The rumors [about McCain] were spread through push polls—“really not polls” at all, according to Lee Miringoff, director of the Marist Institute for Public Opinion and president of the National Council on Public Polls, but “more of a telemarketing device, where you’re actually calling people in the guise of a poll and you’re not gathering information as much as you’re disseminating it.” A push poll is further defined as solely intended to spread false, damning information; a pollster who asks your opinion about something negative but true in a candidate’s record is not push-polling. Tige Watts, a Columbia consultant and pollster who considers push polls unfair and doesn’t do them, said he understood some of the calls went like this: “They’d ask who you’re voting for. If you said Bush, they’d say, ‘That’s great. Be sure to vote.’ ” You’d hang up thinking it was just a normal get-out-the-vote (G.O.T.V.) call. “But if you said McCain, they’d ask a litany of questions: ‘Would you vote for McCain if you knew … ’ Basically, they just threw the book at him.” Watts could tell when the calls peaked—about a week before the vote—“because everybody started talking about it. It was like a waterfall.”

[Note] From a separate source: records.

PR #275, opened 2023-07-17
Hide tracking pixel

emtes:
**Issue**
This recent [PR](https://github.com/haskell-infra/www.haskell.org/pull/274) added a Scarf tracking pixel. While the link is indeed to a 1px by 1px image, it's currently taking a lot of space at the bottom of the page because it's a flex item.

cc: @TikhonJelvis (stakeholder; added the pixel)

**Summary of changes:**
- remove pixel from flow of page with absolute positioning
- use existing `invisible` class to add `visibility:hidden`

**Testing**
- ensured the pixel is still being loaded by looking at Network tab
- clicked around the site to make sure nothing else started looking funky
---
Demos
**CURRENT**
Screenshot from 2023-07-17 14-06-59

**AFTER**
Screenshot from 2023-07-17 14-16-51

### DIFF
--- a/site/templates/default.html
+++ b/site/templates/default.html
@@ -61,6 +61,6 @@
      <script src="/js/jquery.console.js"></script>
      <script src="/js/tryhaskell.js"></script>
      <script src="/js/tryhaskell.pages.js"></script>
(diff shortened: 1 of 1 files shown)


aaronallen8455 (approved):

TikhonJelvis (approved):
Sweet, thanks for spotting and fixing the problem quickly!

PR #278, opened 2023-08-03
Serve fonts from www.haskell.org

### LINKED ISSUE #203: Remove Google Analytics and Google Fonts?
[Recent rulings in the EU declared Google Analytics unlawful.](https://noyb.eu/en/update-further-eu-dpa-orders-stop-google-analytics)

I think keeping it there is a huge liability, not to mention an invasion of privacy. Hackage already removed it in https://github.com/haskell/hackage-server/pull/1097 (effective on next deploy).

I propose to remove it from haskell.org too.

Google fonts is also problematic, and using it instead of serving the fonts from haskell.org does not bring any benefit since browsers partition their caches by domain nowadays.

emtes:
**Summary:** This PR removes the network call to the Google Fonts API in favor of font files hosted with our other server assets. Closes #203 

**Testing:** Pull local and deployed versions of the site side by side to compare

**Risks:**
- Loading fonts from wherever this site is hosted might be slower
    * **Mitigation:** Use `font-display: swap;` to tell the browser that it shouldn't wait too long for the fonts, and use them when they do arrive
- To copy the `fonts` directory to the built site, I pattern matched some existing code. It worked, and at a glance seems fine, but I don't _really_ understand `site.hs`.
    * **Mitigation:** Review the Haskell change carefully

**Notes:** 
- The site was using "Source Sans Pro", a sans serif font no longer listed on Google Fonts. Best I can tell, "Source Sans 3" is the same thing. This change is likely responsible for a tiny pixel shift in the new build, but everything still looks good.
- The Google Fonts API call had links for other glyphs like Vietnamese and Greek. The site only uses Latin characters, so only those were added to the repo.

| BEFORE | AFTER |
|--------|--------|
| image | image |
| image | image |
| image | image |


site/templates/default.html
```diff
@@ -8,8 +8,8 @@
       <meta content="haskell,functional,pure,programming,lazy" name="keywords">
       <meta content="The Haskell purely functional programming language home page." name="description">
       <link href="/img/favicon.ico" rel="shortcut icon">
-      <link href="https://fonts.googleapis.com/css?family=Source+Sans+Pro|Raleway:700,900|Ubuntu+Mono:400" type="text/css" rel="stylesheet">
-      <link href="/css/hl.css" type="text/css" rel="stylesheet">
+      <link rel="stylesheet" href="/css/fonts.css">
```
emtes, line 11: `hl.css` is unruly at 4.7k+ lines of unformatted CSS, so I think for now separate stylesheets for the fonts is okay. In the future, maybe we can break out `hl.css` using something like Sass modules that can be compiled into a single CSS file at build time?

emtes:
@tomjaguarpaw for review?

site/templates/default.html
Kleidukos: Yes that would be nice to have an assets pipeline that deals with this.

Kleidukos (approved):
LGTM

TikhonJelvis:
Sweet, thanks for the fix!

PR #281, opened 2023-09-05
update "Effective Haskell" entry

egmaleta:
"Effective Haskell" is not in beta stage anymore, since august 1st


TikhonJelvis (approved):
Nice, thanks for the update!

tomjaguarpaw (approved):

PR #283, opened 2023-09-27
Fix small text a11y issues

emtes:
Mainly, adding the `alt` attribute where needed.
`alt` with no value means the image is for decoration only, like the video thumbnails.


TikhonJelvis (approved):
Looks great, thanks!

Kleidukos (approved):

PR #284, opened 2023-09-28
"Features" section improvements

enmcarv:
This PR proposes:
- removing unused code from `home.js`
- changing the copy of the features section's collapse buttons to say “Show more”
- change collapse buttons to have a different copy when toggled (“Show less”)

What do you all think of the copy changes? I think this is a slight improvement from “Click to expand” since the styling of the link already indicates the user can click there. Alternatively, we could have “Click to expand” and “Click to hide”.

An outstanding issue is that each feature should probably indicate that it can be clicked to toggle collapse outside the link button. Once resolved, there might not be a need for a separate button. A designer's opinion would be great :sweat_smile: 

Screenshot from 2023-09-28 16-28-39

[Screencast from 2023-09-28 16-28-52.webm](https://github.com/haskell-infra/www.haskell.org/assets/54204155/00ddeb65-4c78-470b-bf79-e87ed981182c)


TikhonJelvis (approved):
Looks great, thanks! I like the way "show more" looks and it seems just as clear as the previous wording.

PR #285, opened 2023-10-14
CIS 194 domain has changed

master-of-none:
The website domain has been changed.
Fixed it to point to the right course of 2013, since 2023 course has no materials.


TikhonJelvis (approved):
Thanks for the fix!

Kleidukos (approved):

PR #286, opened 2023-11-29
add RFP for site redesign

rebeccaskinner:
This change adds the contents of the haskell.org redesign RFP to the site. It's not linked from the main site. We can link to the page directly, giving us an easy way to share the RFP across multiple sites.

Although the technical change here is pretty safe, I'll hold off on merging this until we get a couple of reviews from other people on the committee.


aaronallen8455 (approved):

site/rfp/haskell-org-redesign-rfp.markdown
ryantrinkle, line 1: Might be good to add a deadline.

TikhonJelvis (approved):

Issue #288, opened 2024-02-29
Update videos on homepage


kosmikus:
I'll be honest: My primary motivation is to make "The Haskell Unfolder" (https://www.youtube.com/playlist?list=PLD8gywOEY4HaG5VSrKVnHxCptlJv2GAn7) more visible.

However, I generally think that the videos currently on the homepage have been there for a long time, and if we want to make Haskell look like an actively used language with a vibrant community, we should aim to choose recent videos even if the old ones are without doubt good. It just makes a better impression to a visitor of the page if the videos are not all a decade old.

Here are a few suggestions for good videos and playlists that I could quickly come up with. My perspective is limited, I'm almost certainly forgetting many good options. I've deliberately included playlists, and videos targeted at different levels / backgrounds. My suggestion would be to generally update more often, or possibly even have a larger selection and randomly pick a few on every visit (the SPJ video is currently there already; I think it's good, and I didn't find a more recent and equally relevant SPJ video, so I'd keep it):

Functional Programming & Haskell - Computerphile (John Hughes)
https://www.youtube.com/watch?v=LnX3B9oaKzw

Escape from the Ivory Tower / The Haskell Journey (Simon Peyton Jones)
https://www.youtube.com/watch?v=re96UgMk6GQ

Past and Present of Haskell - Interview with Simon Peyton Jones
https://www.youtube.com/watch?v=4RuLzL_q0zs

The Haskell Unfolder (Andres Löh and Edsko de Vries)
https://www.youtube.com/playlist?list=PLD8gywOEY4HaG5VSrKVnHxCptlJv2GAn7

Functional Programming in Haskell (Graham Hutton)
https://www.youtube.com/playlist?list=PLF1Z-APd9zK7usPMx3LGMZEHrECUGodd3

Advanced Functional Programming in Haskell (Graham Hutton)
https://www.youtube.com/playlist?list=PLF1Z-APd9zK5uFc8FKr_di9bfsYv8-lbc

Laziness in Haskell (Alexis King)
https://www.youtube.com/playlist?list=PLyzwHTVJlRc8620PjqbM0x435-6-Gi1Gu

Delimited Continuations Demystified (Alexis King)
https://www.youtube.com/watch?v=DRFsodbxHQo&list=PLOvRW_utVPVmzDGGOJ2amgVBK168Vemke&index=3

What is a Monad? - Computerphile (Graham Hutton)
https://www.youtube.com/watch?v=t1e8gqXLbsU

[...]

PR #290, opened 2024-03-01
Update videos.

kosmikus:
This is resulting from the discussion at #288 and implements the compromise suggested by @tomjaguarpaw in that thread.


tomjaguarpaw (approved):
Thanks! We'll need to wait for one more reviewer before merge.

Tritlo:
Looks good to me! I like the selection also, much more familiar than the previous one.

PR #308, opened 2024-07-20
Remove some dormant/defunct conferences

frasertweedale:
With two Aussie confs on this list, and having attended and presented at Curry On 2018, I take no pleasure at all in submitting this PR :(


Kleidukos (approved):

Kleidukos:
Condolences.

Issue #310, opened 2024-08-20
LYAH link outdated on https://www.haskell.org/documentation/


tomjaguarpaw:
cc @Bodigrim

PR #311, opened 2024-08-20
Update LYAH link to a working one

tomjaguarpaw:
Similar to https://github.com/haskell-infra/www.haskell.org/pull/298


tomjaguarpaw:
This will resolve https://github.com/haskell-infra/www.haskell.org/issues/310

aviaviavi (approved):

Push-polling is cheap and easy to get away with. Watts estimated it runs “about a 10th of the price of a truly scientific” poll—as little as 25 to 30 cents a call—since what the voter says isn’t recorded or tabulated. “I doubt they even train the interviewers,” added Warren Mitofsky of the highly respected Mitofsky International polling firm. “They give them a script and tell them to read it.” Some states have laws regulating push-polling, but to little effect, and the American Association for Public Opinion Research investigates public complaints but can rarely trace who’s behind it. People who get push-polled seldom ask who’s calling or get a call-back number, and, Mitofsky says, “none of the campaigns ever admit” to push-polling.

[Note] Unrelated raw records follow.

PR #313, opened 2024-10-01
show how to run `ghci` without installing permanently

fricklerhandwerk:
This change reduces the number of steps required to run `ghci` to two:
- install Nix (need to press `y` and type `sudo` password)
- run `gchi` in a temporary environment

We can somewhat safely assume that most experienced Haskell users are also using Nix (evidence: ZuriHac 2023 show of hands got >90%), so having Nix around to work with Haskell is not wrong.
Wiring up full Haskell development environments with Nix is also a lot easier than without, and even the minimal case of having a shell with the `ghc` and `cabal-install` packages pinned to specific versions makes life much, much simpler.

Disclaimer: I'm a Nix maintainer and also took responsibility for Nix beginner documentation. Which in turn means I could help with improving the onboarding experience for new Haskell users by e.g. publishing a tutorial.

### DIFF
--- a/site/get-started.markdown
+++ b/site/get-started.markdown
@@ -6,16 +6,49 @@ isGettingStarted: true
 
 # Get started
 
-Welcome, new Haskeller! Read on to quickly set up your Haskell development environment, execute your first lines of code, and get directions for further learning.
+Welcome, new Haskeller! Read on to run your first lines of code, set up your Haskell development environment, and get directions for further learning.
 
 ## Content
+
+  - [Running your first lines of code](#running-your-first-lines-of-code)
   - [Set up a Haskell development environment](#set-up-a-haskell-development-environment)
     - [GHCup: universal installer](#ghcup-universal-installer)
     - [Editor](#editor)
-  - [Running your first lines of code](#running-your-first-lines-of-code)
   - [Writing your first Haskell program](#writing-your-first-haskell-program)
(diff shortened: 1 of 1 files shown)


Kleidukos:
I am not in favour. ZuriHac is a particularly skewed population of Haskell aficionados. This population is not the one that this page is targeting. I would rather orient people to the [Playground](https://play.haskell.org) for an online experience.

fricklerhandwerk:
Well alright, but then there need to be very different instructions that integrate with the playground. Right now there seems to be nothing in between "ephemeral hacking in the browser" and "do these 50 steps until you can compile a module".

Kleidukos:
Let us not talk about 50 steps, because this solution does force Windows users to use WSL2 and leaves them on the side of the road regarding Windows-native toolchains, which ghcup supports.

fricklerhandwerk:
Okay. Just trying to figure out if it makes sense to improve this contribution, and if so, how exactly, or whether to just close the PR. It seems not obvious to me how one can point to the playground without rewriting the entire page and then still leave users hanging because the playground doesn't have any instructions on it.

hasufell:
> install Nix

Why would we expose new users to the worst fiddling experience since linux package managers exist?

Bodigrim:
> and then still leave beginners hanging because the playground doesn't have any instructions on it.

I've raised https://github.com/haskell/play-haskell/issues/52 to discuss this.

All of this highlights one of the many problems with New York State election law — that campaign propaganda can be released anonymously. That’s a shame, because people have a right to know who’s trolling them. The fact that I don’t know who was behind that push-poll is a problem, in and of itself.

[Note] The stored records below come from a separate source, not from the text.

PR #292, opened 2024-05-01
Add Logo option UwU

HEIGE-PCloud:
## Overview

Adds a query param to switch the Haskell logo to https://github.com/SAWARATSUKI/ServiceLogos:

- on: `?uwu=true`
- off: `?uwu=false`
Setting will persist until you turn it off.

## Screen

327063873-4bb93066-6606-4fab-9c5c-c54c94836630

## Credits 

Credit to @SAWARATSUKI in https://github.com/SAWARATSUKI/ServiceLogos

## Context

- https://react.dev/?uwu=true
- https://hono.dev/?kawaii=true
- https://twitter.com/saltyAom/status/1785339588661461365

PR #320, opened 2024-11-22
Revert alternative logo

rhendric:
Six months ago:

‘It would most certainly be temporary...’


tomjaguarpaw (approved):
Fine by me

MangoIV:
But why would we revert it?

tomjaguarpaw:
Exactly because [part of the justification for adding it](https://github.com/haskell-infra/www.haskell.org/pull/292#issuecomment-2090806936) was that it would be temporary. It would set a bad precedent to keep something that was explicitly justified on the grounds of being temporary. If people _do_ want to keep it, that's fine, but I think it should go through another proposal process.

(In retrospect I think we ought to have set a time limit on it, after which it would have been "pre-approved" for reversion, absent another vote to keep it.)

tomjaguarpaw:
> I think it's a fun Easter egg so I would say keep it.

I'm inclined to agree actually. It seems fun and I don't think it's doing any harm. But it is up to the people who want to keep it permanently to make such a proposal and advocate for it, otherwise we're going to lose trust in proposals whose proponents claim "this is only temporary".

kutyel:
I think it does not hurt anyone if we keep it and also it shows that the Haskell community still has a nice sense of humour 😉

PR #322, opened 2024-12-05
Add alternative logo (pride)

rhendric:
Haskell logo in the colors of the Pride Progress flag

If we're going to have easter eggs that promote subcultures, I'd want us to start here.

Suggestions for improvement are very welcome.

If we want transparency in campaigns and how they’re financed, we need to not only strictly enforce the laws we already have on the books, but also begin treating the whole issue as a consumer protection issue. If I have a right to know whether something posing as health food is actually packed with high fructose corn syrup, or whether a product actually accomplished the task it’s advertised for, then I deserve to know who is funding campaign propaganda, how that organization got its funding, and from whom and in what amount. Anything less than that serves to protect malfeasors and harm the electorate.
One way to combat poor name recognition and a popular incumbent opponent is to lay the propaganda on thick. Question now is: who’s behind it?
As it turns out, it appears from my social media timelines that people know when they’re being push-polled, and they don’t like it. I sure hope this year’s Erie County Executive campaign can be run on issues rather than negativity and subterfuge.